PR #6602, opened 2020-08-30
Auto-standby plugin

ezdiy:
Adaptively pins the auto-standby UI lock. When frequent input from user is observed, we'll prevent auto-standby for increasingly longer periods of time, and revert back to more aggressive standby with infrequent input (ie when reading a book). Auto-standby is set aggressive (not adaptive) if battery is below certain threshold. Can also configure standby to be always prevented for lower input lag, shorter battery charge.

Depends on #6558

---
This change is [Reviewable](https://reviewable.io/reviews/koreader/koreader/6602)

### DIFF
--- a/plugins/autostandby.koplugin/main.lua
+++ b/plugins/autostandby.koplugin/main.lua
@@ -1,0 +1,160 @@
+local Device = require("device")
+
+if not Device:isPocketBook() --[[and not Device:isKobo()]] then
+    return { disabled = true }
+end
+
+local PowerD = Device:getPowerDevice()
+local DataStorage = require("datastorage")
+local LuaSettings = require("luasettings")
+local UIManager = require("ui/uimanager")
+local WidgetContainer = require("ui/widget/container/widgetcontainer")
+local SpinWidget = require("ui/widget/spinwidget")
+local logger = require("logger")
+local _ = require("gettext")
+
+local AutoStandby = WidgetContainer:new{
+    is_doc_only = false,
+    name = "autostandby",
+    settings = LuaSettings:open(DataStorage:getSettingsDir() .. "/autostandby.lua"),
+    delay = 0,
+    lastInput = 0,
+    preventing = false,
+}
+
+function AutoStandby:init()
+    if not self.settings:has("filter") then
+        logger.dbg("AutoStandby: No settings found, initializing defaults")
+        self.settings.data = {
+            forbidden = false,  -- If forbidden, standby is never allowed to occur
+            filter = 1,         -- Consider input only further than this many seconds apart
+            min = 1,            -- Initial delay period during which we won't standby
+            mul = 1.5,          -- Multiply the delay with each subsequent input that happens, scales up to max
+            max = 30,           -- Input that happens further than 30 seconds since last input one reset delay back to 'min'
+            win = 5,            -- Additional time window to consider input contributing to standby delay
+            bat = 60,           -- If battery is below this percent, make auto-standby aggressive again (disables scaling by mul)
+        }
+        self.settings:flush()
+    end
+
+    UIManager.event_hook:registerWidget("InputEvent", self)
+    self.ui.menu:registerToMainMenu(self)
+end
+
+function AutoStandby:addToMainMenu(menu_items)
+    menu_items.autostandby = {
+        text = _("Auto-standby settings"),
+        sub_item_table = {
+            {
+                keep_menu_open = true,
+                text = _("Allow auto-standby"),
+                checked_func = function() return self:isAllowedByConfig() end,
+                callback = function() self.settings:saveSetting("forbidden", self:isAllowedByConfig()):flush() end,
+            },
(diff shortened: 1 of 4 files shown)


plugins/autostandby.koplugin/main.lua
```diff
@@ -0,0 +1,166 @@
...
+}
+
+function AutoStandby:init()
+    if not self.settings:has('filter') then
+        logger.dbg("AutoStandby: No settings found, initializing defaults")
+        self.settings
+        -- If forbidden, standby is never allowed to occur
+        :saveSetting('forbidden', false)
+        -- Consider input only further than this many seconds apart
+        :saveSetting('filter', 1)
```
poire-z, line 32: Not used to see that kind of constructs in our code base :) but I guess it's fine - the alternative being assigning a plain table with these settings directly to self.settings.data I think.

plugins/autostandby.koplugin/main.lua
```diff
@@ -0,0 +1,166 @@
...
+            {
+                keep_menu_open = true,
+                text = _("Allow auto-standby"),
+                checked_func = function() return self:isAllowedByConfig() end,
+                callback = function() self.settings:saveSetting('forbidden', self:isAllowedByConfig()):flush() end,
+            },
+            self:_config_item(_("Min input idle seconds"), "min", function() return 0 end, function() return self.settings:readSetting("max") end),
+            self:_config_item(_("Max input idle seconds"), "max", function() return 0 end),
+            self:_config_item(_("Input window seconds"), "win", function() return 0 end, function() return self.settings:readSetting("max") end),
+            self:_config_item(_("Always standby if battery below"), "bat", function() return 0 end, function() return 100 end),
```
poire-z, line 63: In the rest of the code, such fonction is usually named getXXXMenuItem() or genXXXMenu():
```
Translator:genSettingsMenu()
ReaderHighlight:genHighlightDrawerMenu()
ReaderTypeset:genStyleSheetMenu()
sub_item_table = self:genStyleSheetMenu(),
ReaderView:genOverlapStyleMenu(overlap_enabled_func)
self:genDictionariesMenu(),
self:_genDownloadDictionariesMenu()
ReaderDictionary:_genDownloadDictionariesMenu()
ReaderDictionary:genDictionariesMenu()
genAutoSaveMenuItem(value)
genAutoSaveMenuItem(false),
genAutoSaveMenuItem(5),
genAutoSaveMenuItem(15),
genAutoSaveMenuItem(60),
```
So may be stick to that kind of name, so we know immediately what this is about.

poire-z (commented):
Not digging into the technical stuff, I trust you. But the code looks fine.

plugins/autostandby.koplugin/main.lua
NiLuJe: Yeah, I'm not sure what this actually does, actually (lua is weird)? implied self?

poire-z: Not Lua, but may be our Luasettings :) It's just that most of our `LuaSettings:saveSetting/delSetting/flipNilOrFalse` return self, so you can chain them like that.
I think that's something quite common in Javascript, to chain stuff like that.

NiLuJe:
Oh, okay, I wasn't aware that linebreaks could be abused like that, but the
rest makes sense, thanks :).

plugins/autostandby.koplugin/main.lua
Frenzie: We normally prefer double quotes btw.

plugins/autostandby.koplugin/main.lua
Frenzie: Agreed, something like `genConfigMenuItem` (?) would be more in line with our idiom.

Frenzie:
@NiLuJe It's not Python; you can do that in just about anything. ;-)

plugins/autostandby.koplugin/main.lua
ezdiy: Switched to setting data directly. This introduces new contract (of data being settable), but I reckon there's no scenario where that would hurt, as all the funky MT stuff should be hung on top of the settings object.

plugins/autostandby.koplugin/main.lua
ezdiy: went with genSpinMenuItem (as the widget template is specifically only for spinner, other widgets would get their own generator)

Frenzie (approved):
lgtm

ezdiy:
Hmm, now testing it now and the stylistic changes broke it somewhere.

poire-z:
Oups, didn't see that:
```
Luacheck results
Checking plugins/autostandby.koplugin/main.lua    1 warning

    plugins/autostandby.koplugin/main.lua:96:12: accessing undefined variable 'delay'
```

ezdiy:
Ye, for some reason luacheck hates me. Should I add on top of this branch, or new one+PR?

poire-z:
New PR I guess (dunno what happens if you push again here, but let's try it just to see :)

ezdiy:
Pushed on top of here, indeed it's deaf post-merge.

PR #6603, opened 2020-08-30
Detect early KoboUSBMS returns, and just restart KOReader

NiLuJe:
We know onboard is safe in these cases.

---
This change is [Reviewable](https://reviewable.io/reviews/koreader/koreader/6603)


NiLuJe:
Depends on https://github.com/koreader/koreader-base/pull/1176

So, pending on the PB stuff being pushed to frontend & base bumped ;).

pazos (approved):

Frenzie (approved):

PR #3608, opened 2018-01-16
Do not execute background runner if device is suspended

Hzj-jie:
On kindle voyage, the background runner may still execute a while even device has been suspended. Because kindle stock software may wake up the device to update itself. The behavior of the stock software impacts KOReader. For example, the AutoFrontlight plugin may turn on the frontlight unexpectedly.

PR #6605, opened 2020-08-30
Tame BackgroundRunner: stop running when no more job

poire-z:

────────────────────

- _Problem to solve_
Could you repeat the listing above, exactly as it is shown?

- _Response box_
PR #6602, opened 2020-08-30
Auto-standby plugin

ezdiy:
Adaptively pins the auto-standby UI lock. When frequent input from user is observed, we'll prevent auto-standby for increasingly longer periods of time, and revert back to more aggressive standby with infrequent input (ie when reading a book). Auto-standby is set aggressive (not adaptive) if battery is below certain threshold. Can also configure standby to be always prevented for lower input lag, shorter battery charge.

Depends on #6558

---
This change is [Reviewable](https://reviewable.io/reviews/koreader/koreader/6602)

### DIFF
--- a/plugins/autostandby.koplugin/main.lua
+++ b/plugins/autostandby.koplugin/main.lua
@@ -1,0 +1,160 @@
+local Device = require("device")
+
+if not Device:isPocketBook() --[[and not Device:isKobo()]] then
+    return { disabled = true }
+end
+
+local PowerD = Device:getPowerDevice()
+local DataStorage = require("datastorage")
+local LuaSettings = require("luasettings")
+local UIManager = require("ui/uimanager")
+local WidgetContainer = require("ui/widget/container/widgetcontainer")
+local SpinWidget = require("ui/widget/spinwidget")
+local logger = require("logger")
+local _ = require("gettext")
+
+local AutoStandby = WidgetContainer:new{
+    is_doc_only = false,
+    name = "autostandby",
+    settings = LuaSettings:open(DataStorage:getSettingsDir() .. "/autostandby.lua"),
+    delay = 0,
+    lastInput = 0,
+    preventing = false,
+}
+
+function AutoStandby:init()
+    if not self.settings:has("filter") then
+        logger.dbg("AutoStandby: No settings found, initializing defaults")
+        self.settings.data = {
+            forbidden = false,  -- If forbidden, standby is never allowed to occur
+            filter = 1,         -- Consider input only further than this many seconds apart
+            min = 1,            -- Initial delay period during which we won't standby
+            mul = 1.5,          -- Multiply the delay with each subsequent input that happens, scales up to max
+            max = 30,           -- Input that happens further than 30 seconds since last input one reset delay back to 'min'
+            win = 5,            -- Additional time window to consider input contributing to standby delay
+            bat = 60,           -- If battery is below this percent, make auto-standby aggressive again (disables scaling by mul)
+        }
+        self.settings:flush()
+    end
+
+    UIManager.event_hook:registerWidget("InputEvent", self)
+    self.ui.menu:registerToMainMenu(self)
+end
+
+function AutoStandby:addToMainMenu(menu_items)
+    menu_items.autostandby = {
+        text = _("Auto-standby settings"),
+        sub_item_table = {
+            {
+                keep_menu_open = true,
+                text = _("Allow auto-standby"),
+                checked_func = function() return self:isAllowedByConfig() end,
+                callback = function() self.settings:saveSetting("forbidden", self:isAllowedByConfig()):flush() end,
+            },
(diff shortened: 1 of 4 files shown)


plugins/autostandby.koplugin/main.lua
```diff
@@ -0,0 +1,166 @@
...
+}
+
+function AutoStandby:init()
+    if not self.settings:has('filter') then
+        logger.dbg("AutoStandby: No settings found, initializing defaults")
+        self.settings
+        -- If forbidden, standby is never allowed to occur
+        :saveSetting('forbidden', false)
+        -- Consider input only further than this many seconds apart
+        :saveSetting('filter', 1)
```
poire-z, line 32: Not used to see that kind of constructs in our code base :) but I guess it's fine - the alternative being assigning a plain table with these settings directly to self.settings.data I think.

plugins/autostandby.koplugin/main.lua
```diff
@@ -0,0 +1,166 @@
...
+            {
+                keep_menu_open = true,
+                text = _("Allow auto-standby"),
+                checked_func = function() return self:isAllowedByConfig() end,
+                callback = function() self.settings:saveSetting('forbidden', self:isAllowedByConfig()):flush() end,
+            },
+            self:_config_item(_("Min input idle seconds"), "min", function() return 0 end, function() return self.settings:readSetting("max") end),
+            self:_config_item(_("Max input idle seconds"), "max", function() return 0 end),
+            self:_config_item(_("Input window seconds"), "win", function() return 0 end, function() return self.settings:readSetting("max") end),
+            self:_config_item(_("Always standby if battery below"), "bat", function() return 0 end, function() return 100 end),
```
poire-z, line 63: In the rest of the code, such fonction is usually named getXXXMenuItem() or genXXXMenu():
```
Translator:genSettingsMenu()
ReaderHighlight:genHighlightDrawerMenu()
ReaderTypeset:genStyleSheetMenu()
sub_item_table = self:genStyleSheetMenu(),
ReaderView:genOverlapStyleMenu(overlap_enabled_func)
self:genDictionariesMenu(),
self:_genDownloadDictionariesMenu()
ReaderDictionary:_genDownloadDictionariesMenu()
ReaderDictionary:genDictionariesMenu()
genAutoSaveMenuItem(value)
genAutoSaveMenuItem(false),
genAutoSaveMenuItem(5),
genAutoSaveMenuItem(15),
genAutoSaveMenuItem(60),
```
So may be stick to that kind of name, so we know immediately what this is about.

poire-z (commented):
Not digging into the technical stuff, I trust you. But the code looks fine.

plugins/autostandby.koplugin/main.lua
NiLuJe: Yeah, I'm not sure what this actually does, actually (lua is weird)? implied self?

poire-z: Not Lua, but may be our Luasettings :) It's just that most of our `LuaSettings:saveSetting/delSetting/flipNilOrFalse` return self, so you can chain them like that.
I think that's something quite common in Javascript, to chain stuff like that.

NiLuJe:
Oh, okay, I wasn't aware that linebreaks could be abused like that, but the
rest makes sense, thanks :).

plugins/autostandby.koplugin/main.lua
Frenzie: We normally prefer double quotes btw.

plugins/autostandby.koplugin/main.lua
Frenzie: Agreed, something like `genConfigMenuItem` (?) would be more in line with our idiom.

Frenzie:
@NiLuJe It's not Python; you can do that in just about anything. ;-)

plugins/autostandby.koplugin/main.lua
ezdiy: Switched to setting data directly. This introduces new contract (of data being settable), but I reckon there's no scenario where that would hurt, as all the funky MT stuff should be hung on top of the settings object.

plugins/autostandby.koplugin/main.lua
ezdiy: went with genSpinMenuItem (as the widget template is specifically only for spinner, other widgets would get their own generator)

Frenzie (approved):
lgtm

ezdiy:
Hmm, now testing it now and the stylistic changes broke it somewhere.

poire-z:
Oups, didn't see that:
```
Luacheck results
Checking plugins/autostandby.koplugin/main.lua    1 warning

    plugins/autostandby.koplugin/main.lua:96:12: accessing undefined variable 'delay'
```

ezdiy:
Ye, for some reason luacheck hates me. Should I add on top of this branch, or new one+PR?

poire-z:
New PR I guess (dunno what happens if you push again here, but let's try it just to see :)

ezdiy:
Pushed on top of here, indeed it's deaf post-merge.

PR #6603, opened 2020-08-30
Detect early KoboUSBMS returns, and just restart KOReader

NiLuJe:
We know onboard is safe in these cases.

---
This change is [Reviewable](https://reviewable.io/reviews/koreader/koreader/6603)


NiLuJe:
Depends on https://github.com/koreader/koreader-base/pull/1176

So, pending on the PB stuff being pushed to frontend & base bumped ;).

pazos (approved):

Frenzie (approved):

PR #3608, opened 2018-01-16
Do not execute background runner if device is suspended

Hzj-jie:
On kindle voyage, the background runner may still execute a while even device has been suspended. Because kindle stock software may wake up the device to update itself. The behavior of the stock software impacts KOReader. For example, the AutoFrontlight plugin may turn on the frontlight unexpectedly.

PR #6605, opened 2020-08-30
Tame BackgroundRunner: stop running when no more job

poire-z:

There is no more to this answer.